We know now that mixA implements a simple sum, and mixB implements a square of the difference of the two arguments. The equations are now:
a + c = 0xE7DADED6 (a - b)^2 = 0x169322F'8663B090 (c - b)^2 = 0x141EF87'57407024
Take the square root of the second two equations gives us a new set to satisfy:
a + c = 0xE7DADED6 a - b = 0x1301520C c - b = 0x11F14BFA
Three equations and three unknowns; we easily solve:
a = 0x74757274 b = 0x61742068 c = 0x73656C62
Using an ascii table and noting little-endianness, we must enter:
0x74 == 't' 0x72 == 'r' 0x75 == 'u' 0x74 == 't' 0x68 == 'h' 0x20 == ' ' 0x74 == 't' 0x61 == 'a' 0x62 == 'b' 0x6C == 'l' 0x65 == 'e' 0x73 == 's'"truth tables" :)

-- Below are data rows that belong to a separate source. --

PR #3846, opened 2021-03-27
env: do not modify os.environ

abn:
Replace updates of os.environ with explcit passing of `env` to
subprocess calls.

Resolves: #3199
Forwardport-of: #3253

### DIFF
--- a/poetry/utils/env.py
+++ b/poetry/utils/env.py
@@ -11,6 +11,7 @@ import sysconfig
 import textwrap
 
 from contextlib import contextmanager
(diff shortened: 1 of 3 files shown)


stephsamson (approved):

max-wittig:
Thanks for this awesome fix! Then we can finally use the new installer and could finally get rid of this line:

> poetry config experimental.new-installer false

Is a bugfix release planned in the next weeks?

Thanks for the work, you're doing!

PR #995, opened 2025-04-08
fix: client not receiving broadcast tx

chedieck:
Related to #

Description
---
Fixes issue where the websocket broadcast TX wouldn't appear for the client.

Test plan
---
Check if either a paybutton client hooked up to localhost OR localhost:3000/button/<uuid> are both  receiving living updates when a tx arrive.

### DIFF
--- a/ws-service/route.ts
+++ b/ws-service/route.ts
@@ -46,6 +46,11 @@ function handleConnection ({ namespace, socket, addressList }: HandleConnectionA
     totalConnectedInNamespace
   }
   if (addressList !== undefined) info.addressList = addressList
+  if (info.addressList?.length !== 0) {
+    info.addressList?.forEach(address => {
+      void socket.join(address)
+    })
+  }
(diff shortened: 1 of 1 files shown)


ws-service/route.ts
```diff
@@ -118,7 +123,8 @@ const altpaymentRouteConnection = async (socket: Socket): Promise<void> => {
   const headersForwardedAddresses = socket.handshake.headers['x-forwarded-for'] as string
   const userIp = headersForwardedAddresses === undefined ? '' : headersForwardedAddresses.split(',')[0]
   if (userIp === '') {
-    throw new Error('Local IP not defined.')
+    console.error('Local IP not defined.')
```
Klakurka, line 126: IMO this is a "so what" error message. What needs to happen for this to resolve itself? What would cause it in the first place?

Klakurka (approved):
One comment nit; non-blocking.

Issue #943, opened 2025-02-10
Paybutton with multiple addresses shows one txs for one of them upon new tx arrival


chedieck:

Klakurka:
Need some clarification on what the issue is here.

Issue #800, opened 2024-01-27
Merge transaction lists for all addresses on /button/


Klakurka:
Right now we have separate lists for each address but really it doesn't make sense to do this and makes the pagination controls awkward / buggy.

We can add a new column to display the address, but only visible on large screen sizes as it's not super important info.

PR #998, opened 2025-04-14
Feat/merge addresses button detail

lissavxo:
Related to #800 #943 

Description
---
Merged transactions in a single table and added a column with the address in the button details screen.

Test plan
---
- Go to button details page and check if transactions are showing up as expected
- Test if the screen is automatically updated when a new transaction arrives


services/transactionService.ts
```diff
@@ -144,6 +144,56 @@ export async function fetchTransactionsByAddressList (
...
+  pageSize: number,
+  orderBy?: string,
+  orderDesc = true,
+  networkIdsListFilter?: number[],
+): Promise<TransactionsWithPaybuttonsAndPrices[]> {
+
+  const orderDescString: Prisma.SortOrder = orderDesc ? 'desc' : 'asc'
+
+  let orderByQuery
+  if (orderBy !== undefined && orderBy !== '') {
```
chedieck, line 159: Can you add some comments for what this code block is doing?

chedieck (changes requested):
Alignment of columns Amount, Network, Tx and Address is wrong

image

components/Transaction/AddressTransactions.tsx
chedieck, line 1: The name of this component should change now, since the behavior changed.

`PaybuttonTransactions` is more appropriate.

chedieck (changes requested):
Ordering works an it's aligned, but the little gray arrow now always shows besides the "Address" column header, despite it being ordered by another column, e.g. "Date".

chedieck (dismissed):

Issue #936, opened 2025-02-05
Have dashboard summary header show data numbers for the selected time range below it


Klakurka:
Right now, it shows lifetime revenue and payments. We'll change this to payments over the past 1W, 1M, 1Y, or All, depending on which is selected.

PR #999, opened 2025-04-19
feat: show revenue selected time

lissavxo:
Related to #936 

Description
---
Change dashboard Revenue and Payments indicators to show only the results from selected range of time.

Test plan
---
Check dashboard revenue and payments indicator


chedieck:
Works well

Shouldn't we remove the text above the plots though? Now that it would become redundant.
image

PR #1000, opened 2025-04-22
feat: new props generator

lissavxo:
Related to #

Added contributtionOffset and disableAltpayment props to paybutton generator.

Description
---

Test plan
---

### DIFF
--- a/components/ButtonGenerator/index.tsx
+++ b/components/ButtonGenerator/index.tsx
@@ -78,7 +78,12 @@ export const initialButtonState: ButtonState = {
   disablePaymentId: false,
   opReturn: '',
   contributionOffset: 0,
-  disableAltpayment: false
+  disableAltpayment: false,
+  autoClose: true,
+  onOpen: '',
+  onClose: '',
+  wsBaseURL: '',
+  apiBaseURL: '',
 }
 
 export default function ButtonGenerator (): JSX.Element {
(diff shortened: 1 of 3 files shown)


johnkuney:
Looks good! Could probably take the opportunity to also add the other missing new props?

Looks like we don't have

ws-base-url
api-base-url
on-close
on-open
auto-close 

Also unrelated, but contribution-offset doesn't look be working in the preview for me is it for you? Its meant to show in the goal progress bar right?

lissavxo:
> Looks good! Could probably take the opportunity to also add the other missing new props?
> 
> Looks like we don't have
> 
> ws-base-url api-base-url on-close on-open auto-close
> 
> Also unrelated, but contribution-offset doesn't look be working in the preview for me is it for you? Its meant to show in the goal progress bar right?

Good call, will add the missing fields. 
About contribution-offset, I am not sure but I think It isn't working because we don't have the latest master deployed.

components/ButtonGenerator/index.tsx
```diff
@@ -74,7 +76,9 @@ export const initialButtonState: ButtonState = {
   editable: false,
   widget: false,
   disablePaymentId: false,
-  opReturn: ''
+  opReturn: '',
+  contributionOffset: 0,
+  disableAltpayment: false
```
johnkuney, line 81: Make sure to include all the new props here as well with default values, otherwise they wont reset with the reset button. All the strings should just be '' and auto-close should be true

components/ButtonGenerator/index.tsx
```diff
@@ -379,6 +383,8 @@ export default function ButtonGenerator (): JSX.Element {
                   randomSatoshis={button.randomSatoshis}
                   hideToasts={button.hideToasts}
                   disableEnforceFocus={button.disableEnforceFocus}
+                  contributionOffset={button.contributionOffset}
+                  disableAltpayment={button.disableAltpayment}
```
johnkuney, line 387: same here. lets make sure we're adding all the new props here so the preview button has the intended functionality. Its unlikely anyone would actually test a different Api base url here, or the auto close, but should add it anyway

johnkuney (changes requested):
Looks good just a few comments

johnkuney (approved):
looks good

Issue #528, opened 2023-06-01
Allow viewing / editing of "paid invoices"


Klakurka:
- Display invoice link on Transaction table
- Clicking the invoice button for that payment would take them to the invoice screen for that payment
- The amount would be filled in, but they could edit things like what it's for (eg. 1 pepperoni pizza), who they (the recipient) is, their address, same info for the customer who paid, invoice # (which we can auto-fill with the format YYYY-123, auto-inc)
- Option to save as PDF
- v2 could probably allow them to "combine" multiple payments into 1 invoice for the case when the customer pays too little initially for some reason (it would be rare but could happen at scale).

Related to #136.

PR #1007, opened 2025-05-27
Feat/invoice

lissavxo:
Related to #528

That was pretty neat, though truth tables alone couldn't help anyone here :) Imagine your CPU going through processes like this everytime you casually invoke the add or mul instruction!
Thank you DoomsDay for a fun original crackme! The code is very small and efficient.
Hello to E.L. and all crackmes.de ++Cyclops ++Numernia!!